In my book that makes it more chaotic. Corvettes don’t bark.
I had never heard of it till very recently but it seemed legitimate and exactly accurate to what I was experiencing. I’ve been trying to decide why the quarter-life crisis happens and how it starts.
I think it stems from trying to claim a definition of adulthood.
We realize we don’t have safety nets anymore and we have to adapt. We have to be the grown ups.
For me, it seems like a sense of defining oneself that cannot happen until we are free of structures such as school and home life. My quarter-life crisis kicked off when I realized my impending post-college freedom and responsibility. It’s being out in the void and learning how to live on our own without feeling like we need to meet someone else’s expectations of us.

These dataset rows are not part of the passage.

PR #2598, opened 2025-09-03
Fix completions_block install script

JulianGCalderon:
Running install.sh fails with the following error:

```
install.sh: line 573: bash_completion_block: command not found
```

This is because its trying to execute the function `bash_completion_block`, but the actual name is `bash_completions_block`.

This PR update the script with the correct function names.

With this PR, the instalation doesn't fail:

```
Scarb has been successfully installed and should be already available in your PATH.
Run 'scarb --version' to verify your installation. Happy coding!
```

### DIFF
--- a/install.sh
+++ b/install.sh
@@ -539,17 +539,17 @@ add_completions_to_profile() {
   */zsh)
     _profile=$HOME/.zshrc
     _pref_shell=zsh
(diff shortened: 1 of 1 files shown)


maciektr (approved):
Thanks so much!!! ❤️

PR #2602, opened 2025-09-05
Read incremental cache files in parallel

maciektr:


scarb/src/compiler/incremental/compilation.rs
```diff
@@ -51,42 +53,70 @@ pub fn load_incremental_artifacts(
...
+        let fingerprints = UnitFingerprint::new(unit, ws).await;
+        let handles = unit
+            .components
+            .iter()
+            .map(|component| {
+                let fingerprint = fingerprints
+                    .get(&component.id)
+                    .expect("component fingerprint must exist in unit fingerprints");
+                let handle = {
+                    // HACK: We know that we will not use &Config outside the scope of this function,
```
FroyaTheHen:
```suggestion
                    // HACK: We know that we will not use &Workspace outside the scope of this function,
```

Issue #2593, opened 2025-09-02
`build-external-contracts` inheriting from workspace


FroyaTheHen:
https://github.com/software-mansion/scarb/pull/2583#discussion_r2310224016

PR #2603, opened 2025-09-06
support workspace target-defaults

FroyaTheHen:
closes https://github.com/software-mansion/scarb/issues/2593

docs update in separate [PR](https://github.com/software-mansion/scarb/pull/2604)

### DIFF
--- a/scarb/src/core/manifest/target.rs
+++ b/scarb/src/core/manifest/target.rs
@@ -1,4 +1,5 @@
-use crate::core::{TargetDefaults, TargetKind, TomlExternalTargetParams};
+use crate::core::manifest::target_defaults::TargetDefaults;
+use crate::core::{TargetKind, TomlExternalTargetParams};
 use crate::internal::restricted_names;
 use crate::internal::serdex::toml_merge;
 use anyhow::{Result, bail};
@@ -69,7 +70,7 @@ impl Target {
         source_path: impl Into<Utf8PathBuf> + Clone,
         group_id: Option<SmolStr>,
         params: impl Serialize,
-        target_defaults: Option<TargetDefaults>,
+        target_defaults: Option<&TargetDefaults>,
     ) -> Result<Self> {
         Self::validate_test_target_file_stem(source_path.clone().into())?;
         let params = toml::Value::try_from(params)?;
@@ -198,7 +199,7 @@ impl TestTargetProps {
 
     pub fn with_build_external_contracts(self, external: Vec<String>) -> Self {
         Self {
-            build_external_contracts: Some(external),
+            build_external_contracts: (!external.is_empty()).then_some(external),
             ..self
         }
     }
--- a/scarb/src/core/manifest/target_defaults.rs
+++ b/scarb/src/core/manifest/target_defaults.rs
@@ -1,0 +1,103 @@
+use crate::core::TargetKind;
+use crate::core::{MaybeWorkspace, WorkspaceInherit};
+use anyhow::{Result, bail};
+use serde::{Deserialize, Serialize};
+use std::convert::TryFrom;
+use std::fmt;
+use typetag::serde;
+
+#[derive(Debug, Clone, Deserialize, Serialize)]
+#[serde(rename_all = "kebab-case")]
+pub struct TargetDefaults {
+    pub build_external_contracts: Vec<String>,
+}
+
+#[derive(Debug, Clone, Deserialize, Serialize)]
+#[serde(rename_all = "kebab-case")]
+pub struct TomlTargetDefaults {
+    pub build_external_contracts: MaybeWorkspaceBuildExternalContracts,
+}
+
+impl From<TargetDefaults> for TomlTargetDefaults {
+    fn from(value: TargetDefaults) -> Self {
+        Self {
+            build_external_contracts: MaybeWorkspace::Defined(value.build_external_contracts),
+        }
+    }
+}
+
+pub type MaybeWorkspaceTargetDefaults =
+    MaybeWorkspace<TomlTargetDefaults, TomlWorkspaceTargetDefault>;
+
+#[derive(Debug, Clone, Serialize, Deserialize)]
+#[serde(rename_all = "kebab-case")]
+pub struct TomlWorkspaceTargetDefault {
+    workspace: bool,
+}
+
+impl WorkspaceInherit for TomlWorkspaceTargetDefault {
+    fn inherit_toml_table(&self) -> &str {
+        "target-defaults"
+    }
+
+    fn workspace(&self) -> bool {
+        self.workspace
+    }
+}
+
+pub type MaybeWorkspaceBuildExternalContracts =
+    MaybeWorkspace<Vec<String>, TomlWorkspaceBuildExternalContracts>;
+
+#[derive(Debug, Clone, Serialize, Deserialize)]
+#[serde(rename_all = "kebab-case")]
+pub struct TomlWorkspaceBuildExternalContracts {
+    workspace: bool,
+}
+
+impl WorkspaceInherit for TomlWorkspaceBuildExternalContracts {
+    fn inherit_toml_table(&self) -> &str {
+        "target-defaults.test"
+    }
+
+    fn workspace(&self) -> bool {
+        self.workspace
+    }
+}
+
+#[derive(Debug, Clone, Serialize, PartialEq, Eq, Ord, PartialOrd, Hash, Deserialize)]
+#[serde(try_from = "TargetKind")]
+pub struct TomlTargetKindTestOnly(TargetKind);
+
+impl TomlTargetKindTestOnly {
+    #[inline(always)]
+    pub fn as_str(&self) -> &str {
+        self.0.as_str()
+    }
+}
+
+impl TryFrom<TargetKind> for TomlTargetKindTestOnly {
+    type Error = anyhow::Error;
+
+    fn try_from(value: TargetKind) -> Result<Self> {
+        if value.is_test() {
+            Ok(Self(value))
+        } else {
+            bail!(
+                "only target kind `test` is allowed in `target_defaults`, but found `{}`",
+                value
+            );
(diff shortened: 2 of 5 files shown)


scarb/src/core/manifest/toml_manifest.rs
```diff
@@ -728,7 +724,35 @@ impl TomlManifest {
...
+            .map(
+                |(target_kind, defaults)| -> Result<(TargetKind, TargetDefaultsDefinition)> {
+                    let inherit_ws = || {
+                        workspace
+                            .target_defaults
+                            .clone()
+                            .and_then(|tds| tds.get(&target_kind).cloned())
+                            .ok_or_else(|| {
+                                anyhow!(
+                                    "defaults for `{}` not found in workspace",
```
maciektr: nit
```suggestion
                                    "defaults for `{}` target not found in workspace",
```

scarb/src/core/manifest/toml_manifest.rs
```diff
@@ -992,6 +1037,7 @@ impl TomlManifest {
                     &package_name,
                     root,
                     None,
+                    target_defaults.clone(),
```
maciektr: NIT 
Why not pass by ref?

scarb/src/core/manifest/toml_manifest.rs
```diff
@@ -114,6 +109,7 @@ pub struct TomlWorkspace {
     pub dev_dependencies: Option<BTreeMap<PackageName, TomlDependency>>,
     pub scripts: Option<BTreeMap<SmolStr, ScriptDefinition>>,
     pub tool: Option<TomlToolsDefinition>,
+    pub target_defaults: Option<BTreeMap<TargetKind, TargetDefaultsDefinition>>,
```
maciektr: Since we only support the test target kind, I think it would make sense to validate that during deserialization 🤔 
I think this can be done with newtype and serde try_from 🤔

scarb/src/core/manifest/target_defaults.rs
```diff
@@ -0,0 +1,63 @@
...
+        "target-defaults.test"
+    }
+
+    fn workspace(&self) -> bool {
+        self.workspace
+    }
+}
+
+impl TargetDefaults {
+    pub fn resolve(
```
maciektr: It seems to me, this would be more idiomatic if we kept relying on `MaybeWorkspace`. 
We could do something like: 
```
use crate::core::{MaybeWorkspace, WorkspaceInherit};
use anyhow::{Context, bail};
use serde::{Deserialize, Serialize};

#[derive(Debug, Clone, Deserialize, Serialize)]
#[serde(rename_all = "kebab-case")]
pub struct TargetDefaults {
    pub build_external_contracts: Vec<String>,
}

#[derive(Debug, Clone, Deserialize, Serialize)]
#[serde(rename_all = "kebab-case")]
pub struct TomlTargetDefaults {
    pub build_external_contracts: MaybeWorkspaceBuildExternalContracts,
}

impl From<TargetDefaults> for TomlTargetDefaults {
    fn from(value: TargetDefaults) -> Self {
        Self {
            build_external_contracts: MaybeWorkspace::Defined(value.build_external_contracts),
        }
    }
}

pub type MaybeWorkspaceTargetDefaults =
    MaybeWorkspace<TomlTargetDefaults, TomlWorkspaceTargetDefault>;

#[derive(Debug, Clone, Serialize, Deserialize)]
#[serde(rename_all = "kebab-case")]
pub struct TomlWorkspaceTargetDefault {
    workspace: bool,
}

impl WorkspaceInherit for TomlWorkspaceTargetDefault {
    fn inherit_toml_table(&self) -> &str {
        "target-defaults"
    }

    fn workspace(&self) -> bool {
        self.workspace
    }
}

pub type MaybeWorkspaceBuildExternalContracts =
    MaybeWorkspace<Vec<String>, TomlWorkspaceBuildExternalContracts>;

#[derive(Debug, Clone, Serialize, Deserialize)]
#[serde(rename_all = "kebab-case")]
pub struct TomlWorkspaceBuildExternalContracts {
    workspace: bool,
}

impl WorkspaceInherit for TomlWorkspaceBuildExternalContracts {
    fn inherit_toml_table(&self) -> &str {
        "target-defaults.test"
    }

    fn workspace(&self) -> bool {
        self.workspace
    }
}
```
and then 
```
                    let inherit_ws = || {
                        workspace
                            .target_defaults
                            .clone()
                            .and_then(|tds| tds.get(&target_kind).cloned())
                            .map(Into::into)
                            .ok_or_else(|| {
                                anyhow!(
                                    "defaults for `{}` not found in workspace",
                                    target_kind.clone()
                                )
                            })
                    };
                    let target_defaults = defaults.resolve(target_kind.as_str(), inherit_ws)?;
                    let inherit_ws = || {
                        workspace
                            .target_defaults
                            .clone()
                            .and_then(|tds| tds.get(&target_kind).cloned())
                            .map(|td| td.build_external_contracts.clone())
                            .ok_or_else(|| {
                                anyhow!(
                                    "defaults for `{}` not found in workspace",
                                    target_kind.clone()
                                )
                            })
                    };
                    let resolved = TargetDefaults {
                        build_external_contracts: target_defaults
                            .build_external_contracts
                            .resolve("build-external-contracts", inherit_ws)?,
                    };
                    Ok((target_kind.clone(), resolved))
```
wdyt?

FroyaTheHen: Honestly, I have no idea 😅 I am trying to figure out "the best way" to handle this case and I do not really like any of the solutions. This is indeed more idiomatic and I will be happy to make the changes.  
However, I think that there is a space for making the _workspace inheritance_ code more concise. At least implementing some macros for the repetitive parts 🤔 But! That's probably just me coming to Rust from Python...

scarb/tests/build_targets.rs
```diff
@@ -1672,3 +1674,132 @@ fn test_target_defaults() {
...
+            version = "0.1.0"
+
+            [workspace.target-defaults.test]
+            build-external-contracts = [
+                "hello::Balance",
+            ]
+
+            {}
+
+            [[test]]
```
maciektr, line 1720: I think we should also have a test case, that tests adding the `build-external-contracts` to auto-detected test target through target defaults 🤔

scarb/src/core/manifest/target_defaults.rs
```diff
@@ -0,0 +1,103 @@
...
+    }
+
+    fn workspace(&self) -> bool {
+        self.workspace
+    }
+}
+
+#[derive(Debug, Clone, Serialize, PartialEq, Eq, Ord, PartialOrd, Hash, Deserialize)]
+#[serde(try_from = "TargetKind")]
+pub struct TomlTargetKind(TargetKind);
```
maciektr:
```suggestion
pub struct TomlTargetKindTestOnly(TargetKind);
```
I think this should be very explicit about the context in which it can be used.

maciektr (changes requested):
Two comments, otherwise seems ready to go :D

scarb/tests/build_targets.rs
FroyaTheHen: good idea! see `test_target_defaults_does_not_override_auto_detected_targets` below. Is that what you had in mind?

scarb/src/core/manifest/target.rs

So what have I learned from my quarter-life crisis?
Life is like a swimming pool and not the kind where you can do a toe test. It’s the kind of pool you have to jump right into. There really isn’t any other choice and knowing you need to jump is really scary. Finally jumping allows you to move on.
I haven’t jumped yet but I think I’m maybe finally ready to.
What do you think? Have you heard of the quarter-life crisis?